NAME
WWW::Leech::Walker - small web content grabbing framework
SYNOPSIS
use WWW::Leech::Walker;
my $walker = new WWW::Leech::Walker({
ua => new LWP::UserAgent(),
url => 'http://example.tdl',
parser => $www_leech_parser_params,
state => {},
logger => sub {print shift()},
raw_preprocessor => sub{
my $html = shift();
my $walker_obj = shift;
return $html;
}
filter => sub{
my $urls = shift;
my $walker_obj = shift;
# ... filter urls
return $urls
},
processor => sub {
my $data = shift;
my $walker_obj = shift;
# ... process grabbed data
}
});
$walker->leech();
DESCRIPTION
WWW::Leech::Walker walks through a given website parsing content and generating structured data. Declarative interface makes Walker some sort of a framework.
This module is designed to extract data from sites with particular structure: an index page (or any other provided as a root page) contains links to individual pages representing items that should be grabbed. Index page may also contain 'paging' links (e.g. http://exmple.tdl/?page=2) which lead to the page with similar structure. The closest example is a products category page with links to individual products and links to 'sub-pages'.
All required parameters are set as constructor arguments. Other methods are used to start/stop the grabbing process and launch logger (see below).
DETAILS
- new($params)
-
$params must be a hashref providing all data required.
- ua
-
LWP compatible user-agent object.
- url
-
Starting url.
- post_data
-
Url-encoded post data. By default Walker will fetch items list using GET method. POST method is used if post_data is set. Requests fetching individual items pages are still using GET method.
- parser
-
Parameters for WWW::Leech::Parser
- state
-
Optional user-filled value. Walker does not use it directly. State is passed to user callbacks instead. Defaults to empty hashref.
- logger
-
Optional logging callback. Whenever something happens walker runs this subroutine passing message.
- filter
-
Optional urls filtering callback. When walker gets a list of items-pages urls it passes that list to the filter subroutine. Walker itself is passed as a second argument and an arrayref with links text as third. Walker expects it to return filtered list. Empty list is okay.
- processor
-
This callback is launched after the individual item is parsed and converted to a hashref. This hashref is passed to the processor to be saved, or processed in some other way.
- raw_preprocessor
-
This optional callback is launched after any page was retrieved but before parsing started. Walker expects it to return scalar.
- next_page_link_post_process
-
This optional callback allows user to alter next page url. Usually these urls look like 'http://example.tld/list?page=2' and no changes needed there. But sometimes such links are javascript calls like 'javascript:gotoPageNumber(2)'. The source url is passed as is before walker absolutizes it. Walker passes current page url as a third agument - this may be usefull for links like 'javascript:gotoNextPage()'
Walker expects this callback to return a fixed url.
- leech()
-
Starts the process.
- stop()
-
Stops the process completely. By default walker keeps working untill there are links. Some sites may contain zillions of pages, while only first million is required. This method allows to stop at some point.
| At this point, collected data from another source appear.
PR #6344, opened 2026-05-20
[testnet] ScyllaDB: eliminate per-batch read in write_batch via two-phase writes (take 2)

ma2bd:
## Motivation

Reland of #6334 (merged then reverted), now fixing the atomicity regression that the first attempt introduced.

Previously, every ScyllaDB `write_batch` containing a `DeletePrefix` that overlapped a `Put` in the same batch paid a `find_keys_by_prefix` read inside `UnorderedBatch::expand_colliding_prefix_deletions`. The expansion existed because all statements in a CQL unlogged batch share one write timestamp by default, and at equal timestamps a range tombstone shadows a same-batch insert. This fired on the hot path (notably `reset_chain_manager` clearing `pending_*_blobs` views).

## Proposal

Resolve the in-batch prefix/insert collision with explicit write timestamps instead of a read, while preserving `write_batch` atomicity.

- **Exclusive mode** (single writer per partition): we own the write timestamps, so we issue the whole write as a single atomic unlogged batch with explicit per-statement `USING TIMESTAMP` — prefix-deletions at `T`, single-key deletions, insertions, and a sentinel at `T+1`. The higher data timestamp keeps a range tombstone from shadowing a same-batch insert, and the intended ordering is pinned by the timestamps rather than by send order. The per-store timestamp floor is seeded once on first write by reading the `WRITETIME` of a reserved sentinel row (empty clustering key, unused by views and journaling alike), then advanced monotonically.
- **Shared mode** (coordinator-assigned timestamps): we split the write into two sequential unlogged batches — phase 1 the prefix-deletes, phase 2 the puts and single-key deletes.

This supersedes the reverted #6334: that version also split the **exclusive** write into two sequential batches, which broke atomicity — a failure between phases could leave prefixes deleted but their replacement data missing. Since exclusive mode controls the timestamps, the ordering no longer depends on issuing two batches, so the whole write is now one atomic batch.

See "CALLBACKS" section below.
If walker is restarted with leech() method it will run as if it was newly created (still the 'state' is saved).
- log($message)
-
Runs the 'logger' callback with $message argument.
- getCurrentDOM()
-
Returns DOM currently beeing processed.
CALLBACKS
Walker passes callback specific data as a first argument, itself as a second and some additional data as third if any.
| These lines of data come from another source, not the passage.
PR #6359, opened 2026-05-21
Increase default `multi_leader_rounds` from 2 to 5

afck:
## Motivation

In practice, most chain owners cooperate, if there even are more than a single owner, so multi-leader rounds are more useful than single-leader rounds.

## Proposal

Increase the default from 2 to 5 multi-leader rounds.

## Test Plan

CI; no logic was changed

## Release Plan

- Release a new SDK.

## Links

### DIFF
--- a/linera-base/src/identifiers.rs
+++ b/linera-base/src/identifiers.rs
@@ -1343,7 +1343,7 @@ mod tests {
         );
         assert_eq!(
             description.id().to_string(),
-            "6699e88680fe07056777caa26522cea7493c9cbe0611aa0e5c9d4918469d9e82"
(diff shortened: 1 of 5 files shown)


deuszx:
What's the reason for this change?

afck:
> What's the reason for this change?

I talked to @ma2bd about this: It's basically what I wrote in the description, but also that e.g. for the PM app we now create delegate users with weight 0, that can't participate in single-leader rounds at all.

deuszx:
> > What's the reason for this change?
> 
> I talked to @ma2bd about this: It's basically what I wrote in the description, but also that e.g. for the PM app we now create delegate users with weight 0, that can't participate in single-leader rounds at all.

Yes. I understood the description I just wondered if we saw the need for it or it's just a hunch.

deuszx (approved):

When grabbing large sites the grabbing process should be stopped at some point (if you don't need all the data of course). This example shows how to do it using state propery and stop() method:
#....
state => {total_links_amount => 0},
filter => sub{
my $links = shift;
my $walker = shift;
if($walker->{'state'}->{'total_links_amount'} > 1_000_000 ){
$walker->log("Million of items grabbed. Enough.");
$walker->stop();
return [];
}
$walker->{'state'}->{'total_links_amount'} += scalar(@$links);
return $links;
}
#....
AUTHOR
Dmitry Selverstov
CPAN ID: JAREDSPB
jaredspb@cpan.org
COPYRIGHT
This program is free software; you can redistribute it and/or modify it under the same terms as Perl itself.
The full text of the license can be found in the LICENSE file included with this module.